Image Compression Based on Near Lossless Predictive Measurement Coding for Block-Based Compressive Sensing

Smart devices for image/video sensing are needed to work within the constraints of limited bandwidth and low computing capabilities. In this context, Block based Compressive Sensing (BCS) emerged as the most viable method for balancing image/video quality and transmission bandwidth computing overheads. However, in comparison with conventional image and video acquisition systems, BCS cannot reduce the bitrate due to its straightforward nature of system of linear equations, which still incurs high transmission and storage overhead.

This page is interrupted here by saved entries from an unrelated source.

PR #160, opened 2021-09-08
drop support for node 10

Dhaulagiri:
## :pushpin: Summary

ember-cli has dropped support for this, it's been EOL for some time and I believe we can drop support for it as well as I'm not aware of any consumer apps on a node version this old (and if they are they should probably upgrade!)


MelSumner (approved):
I think I've had to put `"node": "10.* || 12.* || >= 14"` in a few of the apps I was testing the Ember addon in. As long as we're sure we won't cause compat issues, I'm all for moving forward!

To address this shortcoming, in this paper we propose a novel Near Lossless Predictive Coding (NLPC) approach to compress BCS measurements. The NLPC method encodes the prediction error measurement between the target and current measurement, resulting in lower data size. We designed and implemented a complete BCS integrated with NLPC with scalar quantization (BCS-NLPC-SQ) and studied the image quality at different compression ratios with varying block sizes. The BCS-NLPC-SQ method can improve roughly on an average PSNR of +3.06 dB and the average SSIM gain of +0.11 with respect to the existing works. The synthesis results shows that, BCS-NLPC-SQ requires 83.01%, 69.03%, 53.26%, and 14.45% less area, power, ADP and PDP over JPEG compression and we have achieved an additional compression of up to 56.25% in the best case. Our proposed BCS-NLPC-SQ method outperformed the existing methods in terms of PSNR, SSIM, and bpp.